Getting Financial Aid Part 5: Student Loans
Nowadays it’s unlikely that just grants or scholarships will cover the cost of your college education. One of the most common ways to make up the difference is student loans. All student loans fall into two basic categories:
• Federal loans
These are loans issued by the U.S. government. Common examples are Direct loans, Stafford loans, Perkins loans, and PLUS loans (available only to a student’s parents or to graduate students).
• Private loans
These are loans issued by some other organization such as credit unions, your own school, or a non-profit or other agency.
Federal Loans
All federal student loans are guaranteed by the U.S. Department of Education and are issued independently of your credit score and history. They do, however, come with fixed limits per year. These limits depend on your grade level (for example, freshman versus senior) and also if you’re in an undergraduate or graduate program. Additionally, there is a cap on the total amount of student loans you can have outstanding.
Federal student loans can be broken down into two basic types:
• Subsidized
These are loans issued based on your financial need (how this is determined can depend on your school). Interest rates will be lower than for unsubsidized loans and the federal government will pay the interest while you are still a student.
• Unsubsidized
Even if you can’t demonstrate financial need, you are still eligible for an unsubsidized loan. While interest accrues on your loan as a student, it does not need to be repaid until after graduation.
In all cases you do not have to start repaying your federal student loans until six months after you stop being a student (because you either graduated or left school). More detailed information about federal student loans is available from the Department of Education’s Federal Student Aid office.
Private Loans
Since the total amount of federal student loans is capped at a level that is not usually enough for a student’s entire college education, private loans are available to make up the difference. However, since these are essentially personal loans, the terms and fees can vary widely depending on your credit history and the institution your borrow from. Also, unlike federal student loans, private student loans often have variable interest rates.
Private student loans break down into two general types:
• School-channel loans
These loans are approved by your school at a typically lower interest rate than direct-to-consumer loans. Your school receives the money directly to pay your tuition, fees, etc. They generally take longer to finalize than direct-to-consumer loans and your school can set the maximum limit.
• Direct-to-consumer loans
These are private loans directly to you (or your parents) and don’t involve your school at all. While interest rates will probably be higher than school-channel loans, they can be processed more quickly, making money available almost right away. The maximum allowable limit can be negotiated with your lender.

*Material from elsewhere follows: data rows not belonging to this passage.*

PR #11389, opened 2022-02-13
perf: use fast property access instead of get were possible

Uzlopak:
With this PR I replaced the get-method with fast property access were it is possible. I know that it looks not so sexy like the get call, but it has performance improvements as we dont need to split the path, traverse an array and stuff.

before:
$ MONGOOSE_DEV=1 node benchmarks/clone.js 
Simple x 140,319 ops/sec ±1.35% (92 runs sampled)
AllSchema x 23,986 ops/sec ±1.26% (90 runs sampled)

MONGOOSE_DEV=1 node benchmarks/validate.js 
invalid x 22,726 ops/sec ±0.62% (95 runs sampled)
valid x 61,786 ops/sec ±0.71% (93 runs sampled)

after
$ MONGOOSE_DEV=1 node benchmarks/clone.js 
Simple x 196,277 ops/sec ±0.72% (92 runs sampled)
AllSchema x 28,769 ops/sec ±0.41% (94 runs sampled)

$ MONGOOSE_DEV=1 node benchmarks/validate.js 
invalid x 23,488 ops/sec ±2.98% (95 runs sampled)
valid x 69,983 ops/sec ±1.05% (92 runs sampled

So atleast cloning is about 25 % faster.

We need more benchmarks imho... but hey. its something

### DIFF
--- a/lib/cast.js
+++ b/lib/cast.js
@@ -102,15 +102,18 @@ module.exports = function cast(schema, obj, options, context) {
           const pathFirstHalf = split.slice(0, j).join('.');
           const pathLastHalf = split.slice(j).join('.');
           const _schematype = schema.path(pathFirstHalf);
-          const discriminatorKey = get(_schematype, 'schema.options.discriminatorKey');
+          const discriminatorKey = _schematype &&
+            _schematype.schema &&
+            _schematype.schema.options &&
+            _schematype.schema.options.discriminatorKey;
 
           // gh-6027: if we haven't found the schematype but this path is
           // underneath an embedded discriminator and the embedded discriminator
           // key is in the query, use the embedded discriminator schema
           if (_schematype != null &&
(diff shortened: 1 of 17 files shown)


AbdelrahmanHafez (approved):
Looks great, thanks 👍
Can't wait till we deprecate node >14 and use optional chaining inside mongoose.

vkarpov15 (approved):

For private student loans, interest rates, fees, and how soon after graduation you have to start repayment can vary widely from lender to lender. Service levels may also vary even over the course of the same loan — your point of contact is often a loan servicer, who may change depending on their contract with your lender. Your loan can also be consolidated with other loans and sold on the market, so who ends up holding your loan may not be your original lender.
There are a number of websites available to compare different private student loans, including SimpleTuition and PrivateStudentLoans.com. FinAid also supplies a site that lists marketplaces that are specific to some individual states as well as additional caveats and information.
If you already have student loans (federal, private, or combined) or you are trying to be proactive, you can find some basic advice and information about repayment options at the Consumer Financial Protection Bureau.